◆ **What needs to be done**
Begin with the line containing "Actually, just me" and end with the last line of the data below; return those lines exactly, and only those.

*** Opening Extracted records ***

PR #529, opened 2022-04-15
Add umap function

iosonofabio:
Exporting UMAP to the Python interface.

TODO:
- [x] Update submodule hash
- [x] Add tests
- [x] Add docs
- [x] Polish:
  - [x] Better defaults: the C layer has no defaults

### DIFF
--- a/src/_igraph/graphobject.c
+++ b/src/_igraph/graphobject.c
@@ -7814,12 +7814,13 @@ PyObject *igraphmodule_Graph_layout_umap(igraphmodule_GraphObject * self,
       return NULL;
     }
   } else {
-    /* FIXME: complain about the dimension */
     if (dist) {
       igraph_vector_destroy(dist); free(dist);
     }
     igraph_matrix_destroy(&m);
+    PyErr_SetString(PyExc_ValueError, "dim must be 2 or 3");
     igraphmodule_handle_igraph_error();
+    return NULL;
   }
 
   if (dist) {
@@ -15058,9 +15059,9 @@ struct PyMethodDef igraphmodule_Graph_methods[] = {
    "@param epochs: the number of epochs (iterations) the algorithm will iterate over.\n"
    "  Notice that UMAP does not technically converge for symmetry reasons, but a \n"
    "  larger number of epochs should generally give an equivalent or better layout.\n"
-   "@sampling_prob: the probability of sampling each vertex for repulsion at each\n"
-   "  epoch or iteration. A higher probability will give better results but also\n"
-   "  require more computations.\n"
+   "@param sampling_prob: the probability of sampling each vertex for repulsion at\n"
+   "  each epoch or iteration. A higher probability will give better results but\n"
+   "  also require more computations. Values between 50 and 1000 are typical.\n"
    "@return: the calculated layout.\n\n"
    "@newfield ref: Reference\n"
    "@ref: L McInnes, J Healy, J Melville: UMAP: Uniform Manifold Approximation \n"
--- a/src/_igraph/graphobject.c
+++ b/src/_igraph/graphobject.c
@@ -7751,7 +7751,7 @@ PyObject *igraphmodule_Graph_layout_umap(igraphmodule_GraphObject * self,
                                         PyObject * args, PyObject * kwds)
 {
   static char *kwlist[] =
-    { "dist", "dim", "min_dist", "epochs", "sampling_prob", NULL };
+    { "dist", "dim", "seed", "min_dist", "epochs", "sampling_prob", NULL };
   igraph_matrix_t m;
   igraph_vector_t *dist = 0;
   Py_ssize_t dim = 2;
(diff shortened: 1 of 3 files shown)


src/_igraph/graphobject.c
```diff
@@ -7740,6 +7740,104 @@ PyObject *igraphmodule_Graph_layout_sugiyama(
...
+
+  if (sampling_prob <= 0) {
+    /* FIXME: How to actually tell the user? */
+    igraphmodule_handle_igraph_error();
+  }
+
+  if (sampling_prob > 1) {
+    /* FIXME: How to actually tell the user? */
+    igraphmodule_handle_igraph_error();
+  }
```
szhorvat, line 7786: These kinds of checks are normally done only in the C core and not duplicated in the high-level interface.

src/_igraph/graphobject.c
```diff
@@ -7740,6 +7740,104 @@ PyObject *igraphmodule_Graph_layout_sugiyama(
...
+
+  if (dist_o != Py_None) {
+    dist = (igraph_matrix_t*)malloc(sizeof(igraph_matrix_t));
```
szhorvat, line 7789: What is the purpose of allocating this dynamically? @ntamas I can see this pattern throughout this file, but isn't it just complicating the code and providing one more chance to forget `free`? We just fixed a bunch of leaks like this.

src/_igraph/graphobject.c
iosonofabio: Thanks. What about `CHECK_SSIZE_T_RANGE_POSITIVE` the lines right above?

src/_igraph/graphobject.c
iosonofabio: Good question... @ntamas?

src/_igraph/graphobject.c
iosonofabio: Okay I removed all of that, it's checked later on anyway.

szhorvat: `CHECK_SSIZE_T_RANGE_POSITIVE` is Python-specific so it should stay. It checks that the integer coming from Python fits into an `igraph_integer_t`.

To be clear, I'm not at all experienced with the Python interface, and part of the reason I'm looking at this is to better understand how to expose functions to Python.

src/_igraph/graphobject.c
ntamas: Yes, that's unnecessary, you could allocate it on the stack. I was inexperienced when I initially wrote code like this, and then it got copied all over the place.

iosonofabio: no problem. Would you like me to fix these here throughout?

iosonofabio:
Okay, it compiles and the basic tests (copied from the C layer) pass.

I'll have to improve some function defaults and their documentation, improve docs in general, fix things like the stack/heap memory issue above and polish the whole thing.

Should be ready for review by Easter I reckon

tests/test_layouts.py
```diff
@@ -264,21 +266,26 @@ def testUMAP(self):
...
+                InternalError, g.layout_umap,
                 sampling_prob=-0.01,
             )
 
-        self.assertRaises(
-                ValueError, g.layout_umap,
-                sampling_prob=1.01,
-            )
+        # TODO: this is currently accepted by the C core function...
+        # document at the Python level or fix at the C level?
```
szhorvat, line 274: Invalid parameter values should be rejected at the C core level. I don't want to have to re-discover these problems and re-fix them in the Mathematica interface.

iosonofabio: agreed, let me fix it in C then

src/_igraph/graphobject.c
ntamas: one thing at a time :) we can do it outside the scope of this PR. Feel free to add an issue for it and then I'll do it eventually - or someone else can, but let's not mix more things in here

ntamas: FWIW I checked the code more carefully and it seems like this pattern is used for optional input arguments; for instance, in the interface for `layout_mds()`, the user _may_ provide a distance matrix but it is not necessary. Currently the pattern is that `dist == 0` if the user did not provide a matrix, and `dist != 0` means that the user did provide one in Python, in which case we allocate a corresponding C-level matrix on the heap. We could pre-allocate one on the stack and then we can get rid of the `free()` call, but then we need a `p_dist` pointer that is either `NULL` (if the user did not provide a distance matrix in Python) or points to the pre-allocated matrix if needed.

There are maybe 4 or 5 similar occasions in `graphobject.c` so I don't think it's a big deal. If one of you decides to simplify it by using a pre-allocated matrix, please do it in a separate PR so it is reviewed more easily.

src/_igraph/graphobject.c
```diff
@@ -7742,6 +7742,95 @@ PyObject *igraphmodule_Graph_layout_sugiyama(
...
+      igraphmodule_handle_igraph_error();
+      return NULL;
+    }
+  } else {
+    /* FIXME: complain about the dimension */
+    if (dist) {
+      igraph_vector_destroy(dist); free(dist);
+    }
+    igraph_matrix_destroy(&m);
+    igraphmodule_handle_igraph_error();
```
ntamas, line 7822: This won't work here because igraph did not raise any error if we managed to get to this point. You need to do a `PyErr_SetString(PyExc_ValueError, "dim must be 2 or 3")` or something like that.

src/_igraph/graphobject.c
```diff
@@ -14952,6 +15041,31 @@ struct PyMethodDef igraphmodule_Graph_methods[] = {
...
+   "@param dist: distances associated with the graph edges. If None, all edges will\n"
+   "  be assumed to convey the same distance between the vertices.\n"
+   "@param dim: the desired number of dimensions for the layout. dim=2\n"
+   "  means a 2D layout, dim=3 means a 3D layout.\n"
+   "@param min_dist: the minimal distance in the embedded space beyond which the\n"
+   "  probability of being located closeby decreases.\n"
+   "@param epochs: the number of epochs (iterations) the algorithm will iterate over.\n"
+   "  Notice that UMAP does not technically converge for symmetry reasons, but a \n"
+   "  larger number of epochs should generally give an equivalent or better layout.\n"
+   "@sampling_prob: the probability of sampling each vertex for repulsion at each\n"
```
ntamas, line 15061: Should be `@param sampling_prob`

tests/test_layouts.py
```diff
@@ -250,6 +251,74 @@ def testMDS(self):
         lo = g.layout("mds")
         self.assertTrue(isinstance(lo, Layout))
 
+    def testUMAP(self):
+        g = Graph()
+
+        # These distinct types of exceptions look ugly... can we improve?
```
ntamas, line 257: At some point some of the catch-all igraph `InternalError` exceptions should be converted to proper Python exceptions, but that's API-breaking and I'm not sure whether there's a straightforward mapping that makes sense in most contexts. The only information we can use in our error handler to decide whether we want to convert to a Python exception is the igraph error code, and that may not always be enough.

Let's leave it to the subject of another issue / PR.

tests/test_layouts.py
```diff
@@ -250,6 +251,74 @@ def testMDS(self):
...
+            0.1, 0.09, 0.12, 0.09, 0.1, 0.1,
+            0.9, 0.9, 0.9,
+            0.2, 0.1, 0.1, 0.1, 0.1, 0.1, 0.08, 0.05, 0.1, 0.08, 0.12, 0.09, 0.11
+            ]
+        g = Graph(edges)
+        lo = g.layout_umap(dist=dist, epochs=500, sampling_prob=0.3)
+        self.assertTrue(isinstance(lo, Layout))
+
+        # One should get two clusters in this case
+        xmax = max([x for (x, y) in lo.coords])
```
ntamas, line 306: `max` and `min` work with generator expressions so you can omit the square brackets here and in the next three lines.

tests/test_layouts.py
```diff
@@ -250,6 +251,74 @@ def testMDS(self):
...
+        xmin = min([x for (x, y) in lo.coords])
+        ymin = min([y for (x, y) in lo.coords])
+        distmax = max(xmax - xmin, ymax - ymin)
+        for iclu in range(0, 8, 7):
+            xclu = sum([x for (x, y) in lo.coords[iclu:iclu + 4]]) / 4
+            yclu = sum([y for (x, y) in lo.coords[iclu:iclu + 4]]) / 4
+            for i in range(4):
+                dx = lo.coords[iclu + i][0] - xclu
+                dy = lo.coords[iclu + i][1] - yclu
+                dist = sqrt(dx * dx + dy * dy)
```
ntamas, line 317: Use `math.hypot()` because that is less susceptible to overflows (and it also works in higher dimensions).

ntamas (changes requested):
Some minor suggestions here and there.

iosonofabio:
I'm opening another small PR at the C level to add an argument `bool skip_initialization`, which allows users to start the UMAP minimization with a custom layout (instead of random or possibly spectral). I think that's especially useful for layout perturbations (e.g. a new node is added) that would be run with few epochs.

Assuming that's merged soon, I'll propagate the argument up here and the PR should be then ready for merging.

ntamas:
LGTM so far. I'll take a look at the C side as well.

szhorvat:
This parameter is named `use_seed` in other layout functions. Can we make it consistent with them?

iosonofabio:
uh-oh, the C level API for random walks changed and that screws this PR. Let me open a separate PR about that and this will have to queue right after...

iosonofabio:
Alright, this depends on #532 which itself depends on #533 unless we find the bug by hand quicker

iosonofabio:
I still get test failures on the random walks on my machine... the UMAP tests pass though, which is nice :smirk: 

Let me see if I can understand what's going on.... perhaps I merged #532 too quickly

iosonofabio:
Actually, just me being now very smart... it should work now that I updated the submodule

ntamas:
Here it goes, let me know whether it works in practice :)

*** Closing Extracted records ***

◆ **Solution to this problem**
Actually, just me being now very smart... it should work now that I updated the submodule

ntamas:
Here it goes, let me know whether it works in practice :)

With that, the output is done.